United States District Court, E.D. Michigan, Southern Division

January 4, 2017

SHERYL HUBBELL, Plaintiff,
v.
FEDEX SMARTPOST, INC., Defendant.

          OPINION AND ORDER GRANTING IN PART AND DENYING IN PART PLAINTIFF'S MOTION IN LIMINE TO EXCLUDE WITNESSES (DOC. 38).

          GEORGE CARAM STEEH UNITED STATES DISTRICT JUDGE.

         On January 3, 2017, the Court conducted a telephone conference with counsel for the parties to discuss plaintiff's motion in limine to exclude witnesses, (Doc. 28), and the parties' positions on a potential adjournment of the trial in this case. Both sides affirmed their commitment to concluding the trial by the end of the fifth day of trial on Monday, January 23, 2017, and agreed to employ a chess clock if necessary to satisfy this objective. Concluding by January 23, 2017 is critical because the undersigned will be conducting a trial in Florida and will depart from Michigan on Tuesday, January 24, 2017, for three to four weeks.

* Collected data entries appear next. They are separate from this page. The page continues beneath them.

PR #6314, opened 2024-09-05
🐛Autoscaling: Buffer pools metrics always showing 0

sanderegg:
## What do these changes do?
The metrics values for the autoscaling EBS buffers were always showing 0.

This PR fixes this issue as the Gauge used were overriden due to multiple instance types. Using a flat list fixes this.

related dashboard: 
image

## Dev-ops checklist

### DIFF
--- a/services/autoscaling/src/simcore_service_autoscaling/models.py
+++ b/services/autoscaling/src/simcore_service_autoscaling/models.py
@@ -1,6 +1,6 @@
 from collections import defaultdict
 from collections.abc import Generator
-from dataclasses import dataclass, field
+from dataclasses import dataclass, field, fields
 from typing import Any, TypeAlias
 
 from aws_library.ec2 import EC2InstanceData, EC2InstanceType, Resources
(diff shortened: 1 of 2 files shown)


matusdrobuliak66 (approved):

GitHK (approved):

services/autoscaling/src/simcore_service_autoscaling/models.py
```diff
@@ -212,3 +212,13 @@ class BufferPoolManager:
...
     def __repr__(self) -> str:
         return f"BufferPoolManager({dict(self.buffer_pools)})"
+
+    def flatten_buffer_pool(self) -> BufferPool:
+        """returns a flattened buffer pool with all the EC2InstanceData"""
+        flat_pool = BufferPool()
+
+        for buffer_pool in self.buffer_pools.values():
+            for f in fields(BufferPool):
+                getattr(flat_pool, f.name).update(getattr(buffer_pool, f.name))
```
pcrespov, line 222: this is updating the lhs from the rhs set? both are sets right?

pcrespov (approved):

services/autoscaling/src/simcore_service_autoscaling/models.py
sanderegg: yep

PR #6324, opened 2024-09-09
 🎨 folder deletion 🚨

matusdrobuliak66:
## What do these changes do?
- 🎨 improved folder deletion
  - All subfolders will be deleted. The projects from the deleted folders will now appear in the root directory.

- Question for @odeimaiz and others
  - If I delete a folder, is the user expecting all of the projects within it to be deleted?
  - What about private workspaces? Since a shared project can be in the user's folder, should I only delete the projects where the user is the owner?

- BONUS: fixes template creation

## How to test
- `test_folders_deletion`

## Dev-ops checklist


odeimaiz (approved):
Yes to both 👍

services/web/server/src/simcore_service_webserver/folders/_folders_api.py
```diff
@@ -273,7 +273,7 @@ async def delete_folder(
         )
         workspace_is_private = False
 
-    # Check user has acces to the folder
+    # Check user has access to the folder
```
sanderegg, line 276: not sure I get the sense of this comment now. aren't you checking on line 267?

services/web/server/src/simcore_service_webserver/folders/_folders_api.py
```diff
@@ -282,4 +282,11 @@ async def delete_folder(
...
 
-    await folders_db.delete(app, folder_id=folder_id, product_name=product_name)
+    # 1. Delete folder
+    # 1.1 Delete all child projects that I am an owner?
+    # NOTE: not yet implemented needs to be discussed
+
+    # 1.2 Delete all child folders
+    await folders_db.delete_with_all_children(
+        app, folder_id=folder_id, product_name=product_name
+    )
```
sanderegg, line 292: my 2 cents here:
- as a user if I delete a folder I expect everything inside it to be deleted, but,
- I want to have a pop-up that asks me if I am really sure?
- or if there is another option to move my folders somewhere.. but that is a bit weird (at least from my point of view)

services/web/server/src/simcore_service_webserver/folders/_folders_db.py
```diff
@@ -212,16 +213,45 @@ async def update(
         return FolderDB.from_orm(row)
 
 
-async def delete(
+async def delete_with_all_children(
```
sanderegg, line 216:
```suggestion
async def delete_recursively(
```

sanderegg (approved):
thanks. added some comments.

services/web/server/src/simcore_service_webserver/projects/_crud_api_create.py
```diff
@@ -320,6 +320,12 @@ async def create_project(  # pylint: disable=too-many-arguments,too-many-branche
                 # As user has access to the project, it has implicitly access to the folder
                 folder_id = prj_to_folder_db.folder_id
 
+            if as_template:
```
pcrespov, line 323: THOUGHT: should we put some time into splitting the `Create` entrypoint?

services/web/server/tests/unit/with_dbs/03/folders/test_folders.py
```diff
@@ -336,3 +336,101 @@ async def test_project_listing_inside_of_private_folder(
         data, _ = await assert_status(resp, status.HTTP_200_OK)
         assert len(data) == 1
         assert data[0]["uuid"] == user_project["uuid"]
+
+
+@pytest.mark.parametrize("user_role,expected", [(UserRole.USER, status.HTTP_200_OK)])
```
pcrespov, line 341: this feels a copy&paste since you do not even use `expected`. 
TIP:  If all examples here are with the same `user_role`, just define a fixture on this file as
```python

@pytest.fixture
def user_role() -> UserRole:
     # NOTE: affects `logged_user` fixture
     return UserRole.USER

async def test_folders_deletion(
    client: TestClient,
    logged_user: UserInfoDict,
    user_project: ProjectDict,
    mock_catalog_api_get_services_for_user_in_product: MockerFixture,
):
    assert logged_user['role'] == UserRole.USER
    # ... 
```

services/web/server/src/simcore_service_webserver/folders/_folders_api.py
pcrespov: I agree with this

services/web/server/src/simcore_service_webserver/folders/_folders_db.py
pcrespov: so this deletes recursively only folders, right?

pcrespov (approved):
thx

services/web/server/src/simcore_service_webserver/folders/_folders_api.py
matusdrobuliak66: No, above I check whether the user has access to the workspace. Based on that I know the context and then I check the access to the folder via that context. (Noted for improvement)

services/web/server/src/simcore_service_webserver/folders/_folders_db.py
matusdrobuliak66: correct

services/web/server/src/simcore_service_webserver/projects/_crud_api_create.py
matusdrobuliak66: Yes! we need to. Also there are so many combinations that we do not have tests for most of them.

PR #6326, opened 2024-09-09
⚗️ Increases timeout of rpc calls

pcrespov:
## What do these changes do?

Increases timeout of some critical rpc calls until finding out what is slowing down these calls (feedback @mguidon)

## Related issue/s

- @mguidon feedback

## How to test
In place

## Dev-ops checklist
None


sanderegg (approved):
you might want a ENV variable at some point

giancarloromeo (approved):

Issue #6321, opened 2024-09-06
Webserver: remove/review automatic unhealthyness for delayed calls


sanderegg:
# Problem description
- The webserver currently automatically sets itself as unhealthy if the average of the API calls delays too much (e.g. it computes the mean response time/latency and if that latency goes too high, it deems itself as unhealthy)
- The docker healthcheck runs periodically to check the healthyness of containers, it discovers the webserver in a bad state and will then restart it

This was done at a time where the webserver had some kind of leakage, which was solved by periodically restarting the webserver.

--> It seems that this mechanism triggers when for example the director-v2 does not return response fast enough, although this has nothing to do with the webserver. so why restart it?
--> Is it really such a good idea? if the webserver is loaded, it might respond slower, does it need to restart because of that?

# Resolution
- review the mechanism, disable it or make it at least diseabable.

giancarloromeo:
I'm not aware of the entire mechanism, but is sounds that the _Circuit Breaker pattern_ is the right friend in this case :) We can have a look together, if you want

PR #6327, opened 2024-09-09
 🎨 Healtcheck diagnostics sensor is now optional

pcrespov:
## What do these changes do?

Logs from production revealed that the webserver was unnecessarily restarting due to delays in the Directorv2 service. These restarts did not resolve the issue and instead caused system degradation, leading to lost requests.

Based on an analysis of the production logs, we've determined that the health check based on diagnostics is no longer effective in addressing the problem. Therefore, this pull request introduces a new environment variable, `DIAGNOSTICS_HEALTHCHECK_ENABLED`, which allows toggling this health check functionality. By default, this variable is set to `False`, effectively disabling the health check unless explicitly enabled. 

## Related issue/s

- analysis of aws production logs
- closes https://github.com/ITISFoundation/osparc-simcore/issues/6321

## How to test

```
make devenv
cd services/web/server
make install-dev
pytest -vv tests/unit/isolated/test_diagnostics_healthcheck.py
```

## Dev-ops checklist ⚠️ 

- New `DIAGNOSTICS_HEALTHCHECK_ENABLED`
- Thanks for reviewing as well https://git.speag.com/oSparc/osparc-ops-deployment-configuration/-/merge_requests/853


YuryHrytsuk (approved):

sanderegg (approved):
very nice thanks!

PR #6328, opened 2024-09-09
🐛 fix rabbit mq unique queue name

matusdrobuliak66:
## What do these changes do?
- 🐛 fix rabbit mq unique queue name

## Dev-ops checklist

### DIFF
--- a/packages/service-library/src/servicelib/rabbitmq/_utils.py
+++ b/packages/service-library/src/servicelib/rabbitmq/_utils.py
@@ -1,5 +1,7 @@
 import logging
+import random
 import socket
+import string
 from typing import Any, Final
 
 import aio_pika
@@ -18,6 +20,9 @@ _logger = logging.getLogger(__file__)
 _MINUTE: Final[int] = 60
 
 RABBIT_QUEUE_MESSAGE_DEFAULT_TTL_MS: Final[int] = 15 * _MINUTE * 1000
+
+CHARACTERS = string.ascii_letters + string.digits
+_GENERATE_RANDOM_STRING_LENGTH = 6
 
 
 class RabbitMQRetryPolicyUponInitialization:
@@ -51,7 +56,10 @@ async def wait_till_rabbitmq_responsive(url: str) -> bool:
 
 
 def get_rabbitmq_client_unique_name(base_name: str) -> str:
-    return f"{base_name}_{socket.gethostname()}"
+    random_string = "".join(
+        random.choice(CHARACTERS) for _ in range(_GENERATE_RANDOM_STRING_LENGTH)
+    )
+    return f"{base_name}_{socket.gethostname()}_{random_string}"
 
 
 async def declare_queue(
--- a/services/web/server/src/simcore_service_webserver/notifications/_rabbitmq_exclusive_queue_consumers.py
+++ b/services/web/server/src/simcore_service_webserver/notifications/_rabbitmq_exclusive_queue_consumers.py
@@ -35,7 +35,7 @@ from ._rabbitmq_consumers_common import SubcribeArgumentsTuple, subscribe_to_rab
 
 _logger = logging.getLogger(__name__)
 
-_APP_RABBITMQ_CONSUMERS_KEY: Final[str] = f"{__name__}.rabbit_consumers"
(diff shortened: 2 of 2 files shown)


packages/service-library/src/servicelib/rabbitmq/_utils.py
```diff
@@ -19,6 +21,9 @@
 
 RABBIT_QUEUE_MESSAGE_DEFAULT_TTL_MS: Final[int] = 15 * _MINUTE * 1000
 
+CHARACTERS = string.ascii_letters + string.digits
+_GENERATE_RANDOM_STRING_LENGTH = 6
```
matusdrobuliak66, line 25: @pcrespov I guess I can create a function for this and add it to `utils_secrets.py`? we do not yet have one that combines letters and numbers as far as I can see.

packages/service-library/src/servicelib/rabbitmq/_utils.py
```diff
@@ -51,7 +56,10 @@ async def wait_till_rabbitmq_responsive(url: str) -> bool:
 
 
 def get_rabbitmq_client_unique_name(base_name: str) -> str:
-    return f"{base_name}_{socket.gethostname()}"
+    random_string = "".join(
+        random.choice(CHARACTERS) for _ in range(_GENERATE_RANDOM_STRING_LENGTH)
+    )
+    return f"{base_name}_{socket.gethostname()}_{random_string}"
```
sanderegg, line 62: Hmm, I am a bit skeptical.
The client name should not be used for defining queue names, I thought that was part of our discussion.

The client name is used to establish the connection between the service and RabbitMQ.
I think we are mixing concepts:
- client name is one thing,
- exchange names is another,
- queue names is yet another.
If we define exclusive queues, they must have a unique name, but that does not entail the client has to be then also prefixed with some weird characters.

Anyway, let's see if this fixes the issue, nevertheless the whole thing is not clean, and we should definitely review this and I would ask to create an issue for this if possible. thanks!

sanderegg (approved):
see my comment. thanks! And let's see what happens.

packages/service-library/src/servicelib/rabbitmq/_utils.py
matusdrobuliak66: Yes totally agree, the reason why it will work is that this `get_rabbitmq_client_unique_name` is overwriten with `exhange_name` of the queue is not exclusive.. yes we need to refactor this.

packages/service-library/src/servicelib/rabbitmq/_utils.py
pcrespov: I guess here `generate_passcode`  might work for this case as well.

In any case, more than a secure here the idea is to generate some sort of unique identifer. 
I would start a new module with helpesr like `servicelib.identifiers_utils` and add functions that can produce unique identifiers e.g. based on some unique feature (time, hostname, etc...)

```python
import hashlib
import time
from models_library.basic_types import IdStr

def short_sha256(input_string, length=8) -> IdStr:
    sha_signature = hashlib.sha256(input_string.encode()).hexdigest()
    return IdStr(sha_signature[:length])

# Example usage
def get_rabbitma_client_unique_name(prefix: str)
   hostname = socket.gethostname()
   unique_id = short_sha256( f"{time.time()}" + hostname , length=8)
   return f"{prefix}_{hostname}_{unique_id}"
```


NOTE that the value you pass to `input_string` provides the "uniqueness" scope of that value. Therefore you use as discriminator.

pcrespov (approved):
Thx.  Left some comments for your consideration.

Let's check after they merge whether they restart faster.  Add the 🚨

packages/service-library/src/servicelib/rabbitmq/_utils.py
GitHK, line 62: I'm not convinced by this. The whole idea of using the hostname here was to make it unique.

I would rather drop the hostname and use a larger random string, which makes collisions less likely. You might even get away with using a uuid from which you strip the `-`.

GitHK: Please note that all your tests will fail if something fishy is happening with the queue names. You might want to check what your change introduced.

Issue #4363, opened 2023-06-14
Duplicate Tab with open study enables concurrency


mguidon:
### Is there an existing issue for this?

- [X] I have searched the existing issues

### Current Behavior

Duplicating a tab with an open study in the browser opens the study again and again. I should default to the open the platform in the dashboard.

PR #6335, opened 2024-09-10
🐛 [Frontend] Fix: Unique session id

odeimaiz:
## What do these changes do?

Changes the logic to create/get the clientsessionid. When a tab gets duplicated, the ``sessionStorage`` and ``localStorage`` get also copied. When this happens, two different tabs would end up using the same sessionId, bringing the user to buggy scenarios.

This PR updates the getClientSessionId function, which now also relies on the ``window.name``, which doesn't get copied when a tab is duplicated but it persists to window reloads.

uniqueTabId

## Related issue/s

closes https://github.com/ITISFoundation/osparc-simcore/issues/4363

## Dev-ops checklist


sanderegg (commented):
great! thanks!

pcrespov (commented):
thx

GitHK (commented):
🙏 thanks a lot!

matusdrobuliak66 (approved):

jsaq007 (approved):
👍🏼

PR #6338, opened 2024-09-10
🎨 [e2e]: Increase S4L's timeout when there is a workspace to download

odeimaiz:
## What do these changes do?

The WPT e2e test is failing almost all the timeout because it can't start in the current 60".

This project also needs to download the 2.5GB from its workspace, so this PR relaxes this timeout to 60"+60".

## Dev-ops checklist


matusdrobuliak66 (approved):
I guess this is the other workspace? :D

sanderegg (approved):

pcrespov (approved):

Although the Court offered to consider an adjournment of the trial, the parties were unable to agree upon the same.

         Currently before the Court is plaintiff's motion in limine to exclude defendant's expert witness, Dr. Nitin Paranjpe, and lay witness, Jessica Benjamins. Defendant filed a response, to which plaintiff replied. After reviewing the briefs, the Court concludes that oral argument is unnecessary. For the reasons stated below, the Court will GRANT plaintiff's motion to exclude as it relates to Dr. Paranjpe and DENY plaintiff's motion as it relates to Benjamins.

         I. Background

         Plaintiff filed her complaint on October 8, 2014, asserting claims under Title VII. The Court's first Scheduling Order states that witness lists must be filed by August 4, 2015. (Doc. 11 at 1). “The deadline for exchange of witness lists refers to all witnesses, lay and expert.” (Doc. 11 at 2). Defendant filed their witness list on July 17, 2015. Benjamins and Paranjpe were not listed. Defendant never filed a motion to amend its witness list.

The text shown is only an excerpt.